DR. SAUVIK BARUA
DR.GOGOI RAJENDRA NATH
Abstract
Myasthenia Gravis is an autoimmune disease in which there is antibody mediated damage of postsynaptic ACh receptors in neuromuscular junction. A 62y/F presented with drooping of left upper eye lid(LUL) since 20 days, associated with generalised weakness and that improved with rest. BCVA 6/6,N6(OU); Left Eyebrows raised, LUL drooping thereby reducing the palpebral apertures to 6mm×30mm; L/E MRD 1: 2mm, MRD 2: 4mm, MCD: 8mm; L/E LPS Function: Berke’s: 14mm and Putterman’s MLD: 8mm.
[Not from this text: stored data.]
PR #13676, opened 2026-08-24
🪅 feat: add OpaqueTypes registry for opaque leaf types

### LINKED ISSUE #13677: allow opaque types
(this is really #12542 which is not possible to comment on now)

we have ~200 fields in our app which assign `Dayjs` objects directly. some debugging showed us that `tsc` spends ~25% of its time parsing these when we include lots of plugins and eventually this led to a `tsc` crash. 

we'd like to be able to mark certain types as opaque so that their properties aren't iterated when assigning instances to form values. 

pr with our solution here: https://github.com/react-hook-form/react-hook-form/pull/13676

modosc:
this pr allows you to mark certain types as opaque so that `react-hook-form` doesn't iterate through all the properties when present in a form.

this is a different implementation than #12308 - that one required wrapping each individual value in `Opaque<T>` but this one exposes a registry so that a client can register types to treat as opaque, eg
```ts
import type { Dayjs } from 'dayjs';

declare module 'react-hook-form' {
  interface OpaqueTypes {
    dayjs: Dayjs;
  }
}
```

we have ~200 `Dayjs` fields in our app so this is much simpler to implement.

closes #13677

### DIFF
--- a/reports/api-extractor.api.md
+++ b/reports/api-extractor.api.md
@@ -132,26 +132,26 @@ export type CustomElement<TFieldValues extends FieldValues> = Partial<HTMLElemen
 };
 
 // @public (undocumented)
-export type DeepMap<T, TValue> = IsAny<T> extends true ? any : T extends BrowserNativeObject | NestedValue | OpaqueTypes[keyof OpaqueTypes] ? TValue : T extends ReadonlyArray<infer U> ? Array<DeepMap<NonUndefined<U>, TValue> | undefined> : T extends object ? {
+export type DeepMap<T, TValue> = IsAny<T> extends true ? any : T extends BrowserNativeObject | NestedValue | OpaqueType ? TValue : T extends ReadonlyArray<infer U> ? Array<DeepMap<NonUndefined<U>, TValue> | undefined> : T extends object ? {
     [K in keyof T]: DeepMap<NonUndefined<T[K]>, TValue>;
 } : TValue;
 
 // Warning: (ae-forgotten-export) The symbol "IsPrimitiveLike" needs to be exported by the entry point index.d.ts
 //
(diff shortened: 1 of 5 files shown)


bluebill1049 (changes requested):
Nice PR 👍 

Still needs the same | OpaqueTypes[keyof OpaqueTypes] branch added to ArrayPathImpl's two checks and to DeepMap before this is complete/consistent.

modosc:
> Still needs the same | OpaqueTypes[keyof OpaqueTypes] branch added to ArrayPathImpl's two checks and to DeepMap before this is complete/consistent.

done, lmk if i missed anything else.

bluebill1049:
1. **Correctness bug** (`src/types/utils.ts:154`): `IsFlatObject` wasn't updated alongside the other type helpers to treat `OpaqueTypes[keyof OpaqueTypes]` (e.g. `Dayjs`) as a leaf type, like `Date` and `FileList`. As a result, registering any opaque type silently widens `FieldName<TFieldValues>` from a literal key union to plain `string`, removing autocomplete and type-safety for field names across the entire form—even for fields unrelated to the opaque type.

2. **Duplication** (`src/types/path/eager.ts:32` and 7 other sites across `utils.ts`, `errors.ts`, and `eager.ts`): The expression `OpaqueTypes[keyof OpaqueTypes]` is repeated verbatim in eight places instead of being factored into a shared alias. This duplication likely contributed to the `IsFlatObject` case being missed.

modosc:
i updated `IsFlatObject` and added `export type OpaqueType = OpaqueTypes[keyof OpaqueTypes];`

bluebill1049 (approved):

bluebill1049:
Nice one.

Clinical tests done: Fatiguability test: +, Sleep Test:+, Cogan Twitch Sign:+, Ice Pack Test:+, Neostigmine Test:+. Serum ACh Receptor Antibody Titre: 6.67nmol/L (HIGH), other investigations were WNL. The patient was diagnosed as a case of Ocular Myasthenia L/E and managed with Oral Pyridostigmine 60mg (TDS, PC) leading to clinical improvement. Uniocular Ptosis as the only presenting feature in Ocular Myasthenia is a very rare finding: seen in only 11% patients and does not commonly involve elderly females.